Together, enhancers and silencers function like the regulator of a fan. Instead of controlling the speed of a fan, they control the level of gene expression. The binding of proteins to enhancers is like turning the knob to full speed, whereas binding to silencers brings the ‘fan’ to a halt.
These are just a few examples of the ‘functions’ of non-coding DNA. So, is a non-coding DNA a functional DNA sequence?
A ‘functional’ DNA sequence is one that can control gene expression, that is, the amount of protein produced by a particular gene sequence. It is this variation in protein composition that makes each cell type unique. Therefore, as each cell consists of the same genome and DNA, it is the gene expression levels that decide if a cell is a skin cell, immune cell, neuron, etc.
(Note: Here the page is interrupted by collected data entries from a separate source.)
PR #512, opened 2026-08-04
refactor(connectivity): name the delegated resource "connectivity"

Dav-14:
The delegated connectivity.formance.com/Connectivity is namespaced (one
per stack namespace), so it no longer needs a stack-scoped name. Give it
the fixed name "connectivity"; the connectivity operator derives the API
Service from it, so it becomes "connectivity-api" instead of "<stack>-api".

Credentials (connectivity-<stack>) and the GatewayHTTPAPI
(<stack>-connectivity) stay stack-scoped — they are cluster-scoped and need
the stack for uniqueness. No migration: the module is not yet released.

---

### DIFF
--- a/internal/resources/connectivities/init.go
+++ b/internal/resources/connectivities/init.go
@@ -49,6 +49,11 @@ import (
 
 const (
 	connectivityReadyCondition = "ConnectivityClusterReady"
+	// connectivityDelegatedName is the fixed name of the delegated
+	// connectivity.formance.com/Connectivity resource. It is namespaced (one per
+	// stack namespace), so a constant name stays unique per stack; the connectivity
+	// operator derives its API Service name from it ("connectivity-api").
+	connectivityDelegatedName = "connectivity"
 	// connectivityAPIPort is the port the connectivity-api HTTP server (and its
 	// Service, provisioned by the connectivity operator) listens on.
 	connectivityAPIPort = int32(8080)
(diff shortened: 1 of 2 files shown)


internal/resources/connectivities/init.go
```diff
@@ -224,7 +229,7 @@ func Reconcile(ctx Context, stack *v1beta1.Stack, connectivity *v1beta1.Connecti
 	object := &unstructured.Unstructured{}
 	object.SetGroupVersionKind(connectivityGVK)
 	object.SetNamespace(stack.Name)
-	object.SetName(stack.Name)
+	object.SetName(connectivityDelegatedName)
```
flemzord, line 232: This can leave the old delegated Connectivity workload running after upgrading an existing stack. Previous versions created the owned resource as `<stack>`; changing the desired name only creates `connectivity`, and the old object is not garbage-collected while its parent Connectivity CR still exists. That can leave duplicate core/API workloads active. Consider deleting the legacy `<stack>` resource during reconciliation (after the new resource is ready, if continuity matters) and add an upgrade test that starts with the legacy object and verifies it is removed.

flemzord (changes requested):
One upgrade-path issue needs to be addressed before this rename is safe.

flemzord (approved):
Reviewed the current head again. The previously raised migration concern does not apply because the Connectivity module has not been merged or released, so there is no supported legacy resource to migrate. No remaining code findings.

NumaryBot (commented):

Summary: https://github.com/formancehq/operator/pull/512#issuecomment-5189248596

internal/resources/connectivities/init.go
NumaryBot, line 232: 🟠 **[major] Legacy delegated resource not cleaned up after rename**

Previous versions created the delegated Connectivity workload using the stack name (e.g., `<stack>`). After this rename to `connectivity`, reconciliation will create the new resource but will not delete the old one. As long as the parent Connectivity CR exists, the old object is not garbage-collected, potentially leaving duplicate core/API workloads running simultaneously.

**Suggestion:** During reconciliation, after the new `connectivity` resource is confirmed ready, explicitly delete the legacy `<stack>`-named resource if it exists. Additionally, add an upgrade integration test that starts from a state with the legacy-named object and verifies it is removed once the new reconciliation loop runs.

The ENCODE consortium carried out these techniques in a variety of cell types to account for the inherent variability. So, in accordance with this definition of ‘functional’, ‘junk’ DNA definitely plays a role in influencing gene expression. The results of the ENCODE project revealed just how little we knew about the mysterious non-coding section of the genome.
In 2012, the efforts of the ENCODE consortium revealed that over 80% of the genomic bases showcased biochemical activity. Hence, there was certainly a biological function for far more than the 1% of our DNA that constitutes genes. The project has revealed a remarkable collection of previously unidentified signals and switches embedded like tattoos over the complete length of the human DNA.
Since the ENCODE consortium has published their results, scientists have associated non-coding DNA sequences to different biological processes and human diseases. Researchers hypothesize that these sequences underlie the development of our opposing thumbs, as well as the uterus! A paper published in Oncogene has also shown that a non-coding segment of DNA regulates gene expression, eventually impacting the risk of prostate and breast cancer. Hence, uncovering the full function of so-called junk DNA has become an intensive field of research.
However, it is important to note that ENCODE’s meaning of “functional” is hotly debated. Many scientists say that the results of the ENCODE project are misleading and vastly overestimated. They state that a protein merely binding to DNA or undergoing a chemical change does not guarantee that the sequence serves a meaningful role. In the body, several DNA-protein binding events are often random and insignificant, casting a shadow of doubt over the results published by the consortium.
Keeping these justified criticisms in mind, it will take many more research studies to quantify the functional capabilities of non-coding DNA. However, there is no denying the fact that ‘junk’ DNA is not really junk at all!